Perhaps the simplest way to consider category learning is the situation where we learn the name of a new object based on its visual appearance. In doing so, we extract information from new events that has commonalities and differences with previous events. For example, visual statistical learning allows for the linking of co-occurrences such as an object and its name. Research has demonstrated that both infants and adults have powerful statistical tracking mechanisms that allow them to overcome ambiguity in an environment and link word–object pairs based on these probabilistic regularities (Smith & Yu, 2008; Yu & Smith, 2007).
Much of our focus in studying category learning is on the capabilities of the learner. For example, the learner acquires some categories by producing them by hand (Vinci-Booher & James, 2020; Vinci-Booher, Cheng, & James, 2019; James, 2017; James & Engelhardt, 2012) or by physically exploring the category (Slone, Smith, & Yu, 2019; James, Jones, Swain, Pereira, & Smith, 2014; James & Swain, 2011; James, 2010). Nonetheless, the learner is only one piece of the puzzle in this system. Just as the learner has limitations and competencies that interact with the environment to support learning, object categories themselves also have properties that are worthwhile to study. There is some evidence that the statistical, internal properties of categories themselves influence learning. For example, category structures such a density and sparsity are known to affect the ease of acquisition of categories, with dense categories (i.e., those with many predictive features such as cats and dogs) being developmentally easier to acquire than sparse categories (i.e., those with more deterministic boundaries that have specific and necessary prerequisites like the concept “electron”; Sloutsky, 2010; Kloos & Sloutsky, 2008). If category structure has an effect on learning measured with overt behavioral responses, then neural systems must also show a sensitivity to category structure.
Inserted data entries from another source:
PR #240, opened 2019-02-14
Editor API tests

timoxley:
* Adds some tests for editor apis.
* Hits locally running server, thus these tests currently won't run in CI.
* Note method for creating throwaway user in `editor/canvas/test/util.js`.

A significant amount of neuroimaging research has been devoted to understanding how categories of objects are processed in the brain (for a review, see Grill-Spector & Weiner, 2014). This body of research has focused on visual processing in the ventral temporal cortex (VTC), a broad neural system that has been shown to process object properties in a nested, hierarchical manner (Grill-Spector & Weiner, 2014). This research, however, has focused predominately in the object properties themselves (shape, color, size; e.g., Vinberg & Grill-Spector, 2008), as well as the “level” of categorization that is required of a given task (individual level, subordinate or superordinate; e.g., Grill-Spector, Knouf, & Kanwisher, 2004). In contrast, how the structure of the category itself affects processing in the VTC is still an open question. That is, the exemplars in a given category have a relationship to one another in the context of the category. When a category is learned, there may be exemplars that occur more frequently during learning events, but it is not known whether the VTC is sensitive to how frequently an exemplar occurs within a category. Furthermore, a category may be composed of exemplars that vary in terms of their similarity to one another: Some categories contain highly variable exemplars, whereas other categories may contain exemplars that are visually very similar, even within the same level of categorization (as defined by Rosch, Mervis, Gray, Johnson, & Boyes-Braem, 1976). In addition, objects rarely occur in isolation (except in experimental setups), and the visual system is sensitive to co-occurrences of objects both spatially and temporally (e.g., Turk-Browne, Scholl, Chun, & Johnson, 2009). Thus, structural properties of categories may affect overt learning and recruit different levels of processing in the visual system. Below, we review these three structural features of categories—frequency, variability, and co-occurrence—that past research has suggested play roles in learning. We then discuss an experiment that investigates the neural basis for these structural features after learning novel object categories.
Object Frequency
One potentially important structural feature of object categories is the frequency by which individuals encounter category exemplars in their environment. Recent evidence from the home environments of infants revealed that a small number of objects were extremely frequent, demonstrating that the distribution of visual objects in the real world may be highly skewed (Clerkin, Hart, Rehg, Yu, & Smith, 2017). Interestingly, the highly frequent objects were the normatively acquired, first learned words (Smith, Jayaraman, Clerkin, & Yu, 2018; Clerkin et al., 2017). In behavioral categorization tasks, classification accuracy has been found to be higher for high-frequency exemplars (Nosofsky, 1988). Furthermore, past research has speculated that frequency is largely related to object typicality (Rosch & Mervis, 1975).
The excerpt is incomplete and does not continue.